"My poor Ursula!" replied Maurice, "we must submit to what is inevitable. Hitherto you have concealed from them the loss of their little fortune; tell it to them now, as it can not be helped. Try to regulate their expenditure of the little which remains; for, alas! we shall have nothing to give them."
"Go away, and leave them here! Impossible! I tell you, I must work for them!"
"Ursula, my Ursula!" said Maurice, pressing both her hands in his, "do not allow yourself, I conjure you, to be carried away by the first impulse of your generous heart. Reflect for a moment: we do not refuse to give, but we have it not. Even living alone, we shall have to endure many privations."
"I can not leave them," said Ursula, looking mournfully at the two old people slumbering in their arm-chairs.
"Do you not love me, Ursula?" The poor girl only replied by a torrent of tears.
Maurice remained long with her, pouring forth protestations of love, and repeating explanations of their actual position. She listened without replying; and at length he took his leave. Left alone, Ursula leaned her head on her hand, and remained without moving for many hours. Alas! the tardy gloom of happiness which brightened her life for a moment was passing away: the blessed dream was fled never to return!
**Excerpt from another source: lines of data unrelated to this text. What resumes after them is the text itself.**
PR #1412, opened 2026-05-05
update itwin packages

DanRod1999:
update itwin packages in dev deps to 5.10 && npm audit

Reason for updating is because we are currently on 5.0.0-dev version in the native code and that creates conflicting types with itwinjs-core latest version, so users that try to link in Windows will get compilation errors. 

Note: users on mac and linux do not see these problems due to how the packages are linked, and CI did not catch this issue because its links differently than how users typically link native to core locally using our scipts


aruniverse (approved):

bbastings (approved):

khanaffan (approved):

markschlosseratbentley (approved):

iModelJsNodeAddon/api_package/ts/src/test/ECDb.test.ts
```diff
@@ -1,7 +1,8 @@
 import { expect } from "chai";
 import * as os from "os";
+import { DbResult } from "@itwin/core-bentley";
```
aruniverse, line 3: what happened here?

DanRod1999: DbResult used to be re-exported in core-common, but that is not the case anymore in 5.0. Tbh I don't really understand why we just started getting this error on 5.10 version of itwin and not 5.0.0-dev.x. But this change should've been made a while ago

iModelJsNodeAddon/api_package/ts/package.json
```diff
@@ -17,10 +17,10 @@
     "test": "node ./lib/test/index.js"
   },
   "devDependencies": {
-    "@itwin/build-tools": "^5.0.0-dev",
-    "@itwin/core-bentley": "^5.0.0-dev",
-    "@itwin/core-common": "^5.0.0-dev",
-    "@itwin/core-geometry": "^5.0.0-dev",
+    "@itwin/build-tools": "^5.10.0-dev",
```
hl662, line 20: would we have to do this bump manually every time we switch to a new nightly minor? Can this not be covered by our automated bump script?

aruniverse: agreed, but lets not hold this pr up, create separate issue and tackle independently

hl662 (approved):

iModelJsNodeAddon/api_package/ts/package.json
DanRod1999: This can be automated during our "imodeljsnodeaddon version bump" pipeline I think. When we create the new release branches, we can point main branch to these new dev versions.

DanRod1999: then technically we'd have to update the release branch to no longer be on dev versions as well.

Also this can get messy during major bumps cause they can cause breaking changes. Not sure if there's a good solution for that yet other than manually fixing as the breaks happen, and try to be proactive about it

PR #1418, opened 2026-05-11
WIP Helper function to maintain percision from jsoncpp in RapidJson

DanRod1999:
Don't think this pr is needed as [Paul pointed out here ](https://github.com/iTwin/itwinjs-backlog/issues/444#issuecomment-4415501546)so this may no longer be a problem. Wanted to keep the branch up for reference though just in case anyone is curious, or thinks it may be of value for other areas. some GCS tests also fail, and it may be due to precision too.


DanRod1999:
Closing as no longer needed. Please see linked comment in description for reference

PR #1421, opened 2026-05-12
Bulk element deletion API fixes

RohitPtnkr1996:
Issue:
The bulk element delete API fails with a BE_SQLITE_LOCKED error when called a second time.

Investigation:
The API uses a "DROP TABLE IF EXISTS..." DDL to re-create the temp.ElementsToDelete at the start.
This ddl needs to update the temp.sqlite_master table when the temp table is dropped which requires an exclusive lock.
If during this, an unrelated select statement is referencing an unrelated temp table, it will hold a shared lock.
The first call to deleteElements succeeds since the temp table does not yet exist.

Silence, oblivion, darkness, regained possession of that heart whence love had chased them. During the long midnight hours who can tell what passed in the poor girl's mind? God knew: she never spoke of it.
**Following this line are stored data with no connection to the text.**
PR #1428, opened 2026-05-14
Allow element to change its parent or model or both

khanaffan:
itwinjs-core: https://github.com/iTwin/itwinjs-core/pull/9303

fixes: https://github.com/iTwin/itwinjs-backlog/issues/2070

This pull request introduces a new capability to move elements between models and/or parents within the DgnDb, along with robust validation of element-model compatibility. It adds a new `MoveElement` method to the API, implements model-specific validation logic, and exposes the new functionality to the Node.js native addon. These changes ensure that only compatible elements can be moved to a target model, preventing invalid state and improving API usability.


iModelJsNodeAddon/JsInteropDgnDb.cpp
```diff
@@ -546,6 +546,61 @@ void JsInterop::UpdateElement(DgnDbR dgndb, Napi::Object obj) {
...
+    if (!elementId.IsValid())
+        throwInvalidId();
+
+    DgnModelId newModelId = props["targetModelId"].GetId64<DgnModelId>();
+    DgnElementId targetElementId = props["targetElementId"].GetId64<DgnElementId>();
+    DgnElementId newParentId;
+
+    if (!newModelId.IsValid() && !targetElementId.IsValid())
+        throwInvalidId(); // at least one of targetModelId or targetElementId must be specified
+
```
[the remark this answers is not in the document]
khanaffan: We do check on typescript side. This is just safeguard.

rschili (approved):

soham-bentley (approved):

khanaffan:

naveedkhan8067 (approved):

rschili (changes requested):
I'm re-reviewing this, withdrawing my earlier approve until I'm finished, a lot has changed.

rschili (approved):

iModelCore/iModelPlatform/DgnCore/DgnElements.cpp
```diff
@@ -1500,6 +1500,261 @@ DgnDbStatus DgnElements::UpdateElement(DgnElementR replacement)
...
     }
 
+/*---------------------------------------------------------------------------------**//**
+* @bsimethod
++---------------+---------------+---------------+---------------+---------------+------*/
+DgnDbStatus DgnElements::ChangeElementParent(DgnElementId elementId, DgnElementId newParentId)
+    {
+    DgnDb::VerifyClientThread();
+
+    if (!newParentId.IsValid())
```
aruniverse, line 1510: This guards `!newParentId.IsValid()` but not `elementId == newParentId`. When they're equal, all subsequent checks pass: the parent element loads fine, it's in the same model, no code constraint fires — so a self-referential `ParentId` gets written to the DB.

That row is now corrupted. Any future call to `ValidateSubtreeForModelChange` on it calls `element.QueryChildren()`, which returns the element itself, recurses back in, and overflows the stack. Any parent-chain traversal also loops forever.

Needs a guard immediately after `VerifyClientThread()`:
```cpp
if (elementId == newParentId)
    return DgnDbStatus::InvalidId;
```

A full cycle check (walking up from `newParentId` to verify it isn't already a descendant of `elementId`) would be the complete fix, but at minimum self-reparent must be blocked.

iModelCore/iModelPlatform/DgnCore/DgnElements.cpp
```diff
@@ -1500,6 +1500,261 @@ DgnDbStatus DgnElements::UpdateElement(DgnElementR replacement)
...
+        return DgnDbStatus::InvalidId;
+
+    // 4. BIS requires a parent and all of its children to reside in the same model, so changing the model of a
+    // root element relocates its entire subtree. Validate the whole subtree first (no mutation) so a rejected
+    // move leaves the iModel untouched, then perform the relocation.
+    DgnDbStatus stat = ValidateSubtreeForModelChange(elementId, *newModel, true);
+    if (DgnDbStatus::Success != stat)
+        return stat;
+
+    return MoveSubtreeToNewModel(elementId, newModelId, *newModel);
```
aruniverse, line 1598: `ValidateSubtreeForModelChange` only calls `_ValidateElementForModel` — it doesn't invoke `_OnUpdate`. `MoveSubtreeToNewModel` does call `_OnUpdate` (via `_UpdateInDb`). So an `_OnUpdate` override that rejects a model transition can fail on, say, the second child after the first child and its entire subtree have already been relocated. The per-element rollback inside `MoveSubtreeToNewModel` only reverts the single element that failed — it doesn't undo completed sibling moves.

This needs a savepoint wrapping the entire mutation so any mid-subtree failure is atomic:
```cpp
DgnDbStatus stat = ValidateSubtreeForModelChange(elementId, *newModel, true);
if (DgnDbStatus::Success != stat)
    return stat;

auto sp = m_dgndb.GetSavepoint("ChangeElementModel");  // or whatever DgnDb's savepoint API is
stat = MoveSubtreeToNewModel(elementId, newModelId, *newModel);
if (DgnDbStatus::Success != stat)
    sp.Cancel();
return stat;
```

iModelCore/iModelPlatform/DgnCore/DgnModel.cpp
```diff
@@ -564,6 +564,56 @@ DgnDbStatus InformationModel::_OnInsertElement(DgnElementR element)
...
+    return (nullptr != dynamic_cast<GroupInformationElement const*>(&element)) ? DgnDbStatus::Success : DgnDbStatus::WrongModel;
+    }
+
+/*---------------------------------------------------------------------------------**//**
+* @bsimethod
++---------------+---------------+---------------+---------------+---------------+------*/
+DgnDbStatus InformationRecordModel::_ValidateElementForModel(DgnElementCR element) const
+    {
+    return (nullptr != dynamic_cast<InformationRecordElement const*>(&element)) ? DgnDbStatus::Success : DgnDbStatus::WrongModel;
+    }
```
aruniverse, line 615: Three models have `_OnInsertElement` restrictions that aren't covered by the new `_ValidateElementForModel` overrides. Since `ChangeElementModel` uses `_ValidateElementForModel` (not `_OnInsertElement`), incompatible element types can be moved into these models without error:

| Model | `_OnInsertElement` restriction | Gap |
|---|---|---|
| `DocumentListModel` | `IsDocumentElement()` only (L683) | inherits `InformationModel` — accepts all `IsInformationContentElement()` |
| `RepositoryModel` | excludes `IsDefinitionElement()` (L776) | inherits `InformationModel` — `DefinitionElement`s accepted |
| `RoleModel` | rejects `IsGeometricElement()` (L784) | no override — `DgnDbStatus::Success` for everything |

Suggested additions (plus matching declarations in `DgnModel.h`):
```cpp
DgnDbStatus DocumentListModel::_ValidateElementForModel(DgnElementCR element) const
    { return element.IsDocumentElement() ? DgnDbStatus::Success : DgnDbStatus::WrongModel; }

DgnDbStatus RepositoryModel::_ValidateElementForModel(DgnElementCR element) const
    { return (element.IsInformationContentElement() && !element.IsDefinitionElement()) ? DgnDbStatus::Success : DgnDbStatus::WrongModel; }

DgnDbStatus RoleModel::_ValidateElementForModel(DgnElementCR element) const
    { return element.IsGeometricElement() ? DgnDbStatus::WrongModel : DgnDbStatus::Success; }
```

iModelCore/iModelPlatform/DgnCore/DgnElements.cpp
```diff
@@ -1500,6 +1500,261 @@ DgnDbStatus DgnElements::UpdateElement(DgnElementR replacement)
...
+                {
+                GeometrySourceCP geom = finalElem->ToGeometrySource();
+                if (nullptr != geom && geom->HasGeometry())
+                    newGeomModel->AddElementRange(elementId, geom->CalculateRange3d());
+                }
+            }
+        }
+
+    // Recurse into the children so the entire subtree moves with the element (parent moved first).
+    for (DgnElementId childId : children)
```
aruniverse: Standard `UpdateElement` calls `parent->_OnChildUpdate(element, replacement)` before writing, giving the parent a chance to veto. This recursion loop doesn't. `ViewDefinition::_OnChildUpdate` and `Sheet::_OnChildUpdate` both unconditionally return `DgnDbStatus::InvalidParent`, meaning they block all child updates. When the subtree recursion reaches children of those parent types, those children are moved without the parent's veto being consulted — behaviour that `UpdateElement` would never allow.

Before calling `_UpdateInDb` for each element in `MoveSubtreeToNewModel`, look up the element's current parent (if it exists and isn't the root being relocated in this same call) and call `parent->_OnChildUpdate(element, *editCopy)`, returning the error if it vetoes.

iModelCore/iModelPlatform/DgnCore/DgnElements.cpp
khanaffan: Fixed in `645d78eed8`. `ChangeElementParent` now checks the return status from `SetParentId(...)` before calling `UpdateElement`. `_SetParentId` already rejects `elementId == newParentId` with `DgnDbStatus::InvalidParent`, so self-parenting is blocked before any DB write.

iModelCore/iModelPlatform/DgnCore/DgnElements.cpp
khanaffan: Fixed in `645d78eed8`. The mutation phase no longer recurses element-by-element or calls `_OnUpdate` / `_UpdateInDb` / `_OnUpdated`. After validation succeeds, `MoveSubtreeToNewModel` performs one recursive-CTE `UPDATE` for the whole subtree, then updates caches/range indexes/source-model bookkeeping/geometric-model tracking explicitly. That removes the partial-mutation failure mode this comment was pointing out.

iModelCore/iModelPlatform/DgnCore/DgnModel.cpp
khanaffan: I think this is already covered by the TypeScript wrapper for the exposed API path. `EditTxn.changeElementModel` requires the source and target model classes to match exactly before native is called (`sourceModel.classFullName !== targetModel.classFullName` throws `ElementError("model-type-mismatch", ...)`).

So callers cannot move arbitrary elements into `DocumentListModel`, `RepositoryModel`, or `RoleModel` through this API unless the source model is already that same model class. In that same-class case, the element already satisfied that model class's content restriction in its source model. Also, consumers cannot realistically inherit and create new model types beyond the model classes we already have, so I think the additional native `_ValidateElementForModel` overrides are redundant for this PR's public API path.

iModelCore/iModelPlatform/DgnCore/DgnElements.cpp
khanaffan: This path changed in `645d78eed8`: `MoveSubtreeToNewModel` no longer calls `_UpdateInDb` per element. It validates the subtree first, then performs one recursive-CTE `UPDATE` for the model change and handles cache/range/model-change bookkeeping explicitly. The model change is now atomic at the SQL statement level and intentionally does not fire per-element update callbacks/events.

iModelCore/iModelPlatform/DgnCore/DgnElements.cpp
aruniverse: Verified — `_SetParentId` at L890–891 catches direct self-reparent: `if (parentId.IsValid() && parentId == GetElementId()) return DgnDbStatus::InvalidParent`. The function comment even says *"Check for direct cycle...will check indirect cycles on update"*, and `_OnUpdate` does exactly that via `parentCycleExists(parentId, GetElementId(), GetDgnDb())` which walks the full ancestor chain before any write is committed. Both the direct and transitive cycle cases are covered. My original comment was wrong to call this unfixed — the protection was already there through the `UpdateElement` path. ✅ Can close.

iModelCore/iModelPlatform/DgnCore/DgnElements.cpp
aruniverse: Understood — the redesign removes the per-element `_UpdateInDb` loop entirely, so `_OnChildUpdate` is no longer in the picture. The design tradeoff (bulk SQL, no per-element callbacks) is documented in the code comment at ~L1671. Can close.

iModelCore/iModelPlatform/DgnCore/DgnModel.cpp
aruniverse: Fair point for callers going through the TypeScript API — the `sourceModel.classFullName !== targetModel.classFullName` guard in `EditTxn.changeElementModel` blocks cross-class model moves before native is ever reached, which covers the three model types in question. The remaining gap is direct native C++ callers bypassing the TS layer, where `_ValidateElementForModel` would be the only gatekeeper. If `DgnElements::ChangeElementModel` is treated as an internal/trusted API, the TS-layer guard is sufficient. Worth a comment in the header noting the precondition for native callers if so.

iModelCore/iModelPlatform/DgnCore/DgnElements.cpp
aruniverse: ✅ The single bulk `UPDATE … WHERE Id IN (SELECT Id FROM subtree)` is atomic within the SQLite write transaction — no partial state is possible. Cleaner than a savepoint. Can close.

iModelCore/iModelPlatform/DgnCore/DgnElements.cpp
```diff
@@ -1500,6 +1500,253 @@ DgnDbStatus DgnElements::UpdateElement(DgnElementR replacement)
...
+    updateStmt->BindId(1, elementId);
+    updateStmt->BindId(2, newModelId);
+    updateStmt->BindId(3, newModelId);
+    if (BE_SQLITE_DONE != updateStmt->Step())
+        return DgnDbStatus::WriteError;
+
+    DropFromPool(subtreeIds);
+
+    for (DgnModelId sourceModelId : sourceModelIds)
+        m_dgndb.Txns().m_modelChanges.AddModel(sourceModelId);
```
aruniverse, line 1735: The destination model (`newModelId`) is never passed to `AddModel`. Only the source models are tracked here:

```cpp
for (DgnModelId sourceModelId : sourceModelIds)
    m_dgndb.Txns().m_modelChanges.AddModel(sourceModelId);  // ← newModelId missing
```

For geometric models the destination gets implicit change-tracking through the `AddGeometricElementChange(newModelId, …, Insert)` call below (~L1743), but for non-geometric information models (e.g. moving elements between two `InformationRecordModel`s) there are no `AddGeometricElementChange` calls for the destination, and `AddModel(newModelId)` is never called. Any consumer that walks `m_modelChanges` to discover which models were modified (change summary, briefcase merge, push-pull diffs) will miss the destination model for non-geometric moves.

Fix: add `m_dgndb.Txns().m_modelChanges.AddModel(newModelId);` in the same block, either inside or just after the `sourceModelIds` loop.

aruniverse (approved):

iModelCore/iModelPlatform/DgnCore/DgnElements.cpp
khanaffan: fixed.

aruniverse: ✅ Confirmed fixed in `ec447c58`. `AddModel(newModelId)` is now called after the source-model loop, guarded by `!sourceModelIds.empty()` (correct — if nothing moved there is nothing to track), with a comment that accurately explains the non-geometric case. Can close.

bbastings (approved):
No objections, hopefully whoever requested this will make sure it suits their requirements.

When day dawned, she shuddered, closed the window, which had remained open during the night, and, trembling from the chill which seized both mind and body, she took paper and pen, and wrote—"Farewell, Maurice! I remain with my father and my mother: they have need of me. To abandon them in their old age would be to cause their death: they have only me in the world. My sister, on her death-bed, confided them to me, saying, 'We shall meet again, Ursula!' If I neglected my duties, I should never see her more. I have loved you well—I shall love you always. You have been very kind, but I know now that we are too poor to marry. Farewell! How hard to write that word! Farewell, dear friend—I knew that happiness was not for me, Ursula."
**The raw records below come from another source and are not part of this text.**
PR #1431, opened 2026-05-15
Update to use vcpkg for zlib/minizip

### LINKED ISSUE #1416: Investigate using vcpkg for third-party libraries: zlib
Investigate using the [vcpkg](https://vcpkg.io/) dependency manager to manage third-party libraries. Cesium already uses vcpkg.

Update zlib to build using vcpkg instead of bmake.

tcobbs-bentley:
Use vcpkg to build zlib/minizip instead of manually importing new source code every time there is a new release.

Note: new software was installed on CI Macs.


iModelCore/libsrc/compress/vcpkg-configuration.json
```diff
@@ -0,0 +1,7 @@
+{
+  "default-registry": {
+    "kind": "git",
+    "baseline": "81de6771512413aaf89ea77add5ad1fda126b9d0",
+    "repository": "https://github.com/microsoft/vcpkg"
```
naveedkhan8067, line 5: Is this repository going to be cloned into our source? If yes we should consider following:

-  Shouldn't we add it to our bbconfig? it contains all our repo and package dependencies.
- Is it going to be scanned by mend? If yes, consider the case if there are any vulnerabilities reported from it wouldn't our build be blocked until they fix?

iModelCore/libsrc/compress/vcpkg.json
```diff
@@ -0,0 +1,18 @@
+{
+  "name": "imodel-native-compress",
+  "version": "1.0.0",
+  "dependencies": [
+    {
+      "name": "zlib",
+      "version>=": "1.3.2"
```
naveedkhan8067, line 7: Are we also allowing auto major version update? What if it has breaking changes?

iModelCore/libsrc/git_helper.py
```diff
@@ -0,0 +1,62 @@
+#!/usr/bin/env python3
+"""Small git helper used by vcpkg.mke for cross-platform command execution."""
```
naveedkhan8067: Why we need a separate script to support the clone? Can't we reuse how other repo dependencies are added?

iModelCore/libsrc/compress/vcpkg.json
naveedkhan8067: ok `overrides` property should handle this.

iModelCore/libsrc/compress/triplets/x64-osx.cmake
```diff
@@ -0,0 +1,10 @@
+set(VCPKG_TARGET_ARCHITECTURE x64)
```
naveedkhan8067: I think we only support ARM64 now?

iModelCore/libsrc/vcpkg.mke
```diff
@@ -0,0 +1,49 @@
...
+
+# To update vcpkg, set VCPKG_TAG to the new tag from https://github.com/microsoft/vcpkg/tags
+# and set VCPKG_COMMIT to the full commit hash shown on that tag's page.
+# You can also get the commit hash by running:
+#   git ls-remote --tags https://github.com/microsoft/vcpkg.git <tag>^{}
+
+# What version of vcpkg to use
+VCPKG_TAG=2026.05.25
+# The commit hash for the above version.
+VCPKG_COMMIT=d015e31e90838a4c9dfa3eed45979bc70d9357fc
```
naveedkhan8067: Rather than hardcoding it in the mke file, shouldn't we define it in the config file?

iModelCore/libsrc/git_helper.py
tcobbs-bentley: On Windows, `bmake` was converting all forward slashes to backslashes (including in the URL). The reason I did it this way instead of adding vcpkg to bbconfig.json was so that I could do the hash verification after checkout to make sure the specific version of vcpkg hadn't been tampered with (since this is an external source, unlike all the others in bbconfig.json). I guess the hash validation could be done even using bb for the checkout. Thoughts?

iModelCore/libsrc/compress/triplets/x64-osx.cmake
tcobbs-bentley: Fixed. It now errors out if MacOSX64 is selected as the platform, and this triplet file has been deleted.

iModelCore/libsrc/vcpkg.mke
tcobbs-bentley: As noted for the Python script, I can do this, but will need to still do the hash check since this is a third-party repository.

iModelCore/libsrc/compress/vcpkg-configuration.json
tcobbs-bentley: Updated to pull vcpkg as part of `bb pull`.

I'm not sure about the mend scan part. I will investigate.

tcobbs-bentley: @DanRod1999 Does mend scan everything or just specific things? Should it scan the vcpkg build tool?

iModelCore/libsrc/git_helper.py
tcobbs-bentley: Script is now gone.

iModelCore/libsrc/vcpkg.mke
tcobbs-bentley: I updated so that vcpkg is pulled as part of `bb pull`.

iModelCore/libsrc/compress/vcpkg-configuration.json
DanRod1999: mend scans should only scan what is released and delivered publicly. I don't think we would need to scan this. For example we don't dev deps, which I think we can consider this as.

DanRod1999 (approved):

aruniverse (approved):

iModelCore/libsrc/compress/vcpkg-configuration.json
naveedkhan8067: So have we already excluded it from the paths needs to be scanned? Otherwise it will a blocker same as BentleyBuild.

tcobbs-bentley: Since vcpkg goes directly into SrcRoot, I _think_ that it won't be scanned, but I'm not sure. @DanRod1999 what do you think?

DanRod1999: in pipline.yml this is where we decide what gets scanned or not
 ```
  - name: WS_EXCLUDES
    value: '**/BentleyBuild/ **/iModelJsNodeAddon/api_package/ **/iModelCore/Visualization/TilesetPublisher/test/ **/BisSchemas/'
```

and we scan starting in this dir
```
- name: BB_SRC_ROOT
  value: $(Agent.BuildDirectory)/bbsrc
```

tcobbs-bentley: Thanks. I'll create a new imodel-native-internal PR and link it.

tcobbs-bentley: I created an imodel-native-internal PR, but did not link it to this one, because that would complicate the build for no gain.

I went to the old gray house, and so did Maurice; but all our representations were useless—she would not leave her parents. "I must work for them!" she said. In vain I spoke to her of Maurice's love, and, with a sort of cruelty, reminded her of her waning youth, and the improbability of her meeting another husband. She listened, while her tears dropped on the delicate work at which she labored without intermission, and then in a low voice she murmured, "They would die: I must work for them!" She begged us not to tell her mother what had passed. Those for whom she had sacrificed herself remained ignorant of her devotion. Some slight reason was assigned for the breaking off of the marriage, and Ursula resumed her place and her employment near the window, pale, dejected, and bowed down as before.
Maurice d'Erval possessed one of those prudent, deliberating minds which never allow themselves to be carried away by feeling or by impulse. His love had a limit: he prayed and intreated for a time, but at length he grew weary, and desisted.
It happened one day, while Ursula was seated in her window, that she heard a distant sound of military music, and the measured trampling of many feet. It was the regiment departing. Tremblingly she listened to the air, which sounded as a knell in her ears; and when the last faint notes died away in the distance, she let her work fall on her lap, and covered her face with her hands. A few tears trickled between her fingers, but she speedily wiped them away, and resumed her work: she resumed it for the rest of her life. On the evening of this day of separation—this day when the sacrifice was consummated—Ursula, after having bestowed her usual care on her parents, seated herself at the foot of her mother's bed, and, bending toward her with a look, whose tearful tenderness the blind old woman could not know, the poor deserted one took her hand, and murmured softly, "Mother! you love me; do you not? Is not my presence a comfort to you? Would you not grieve to part with me, my mother?"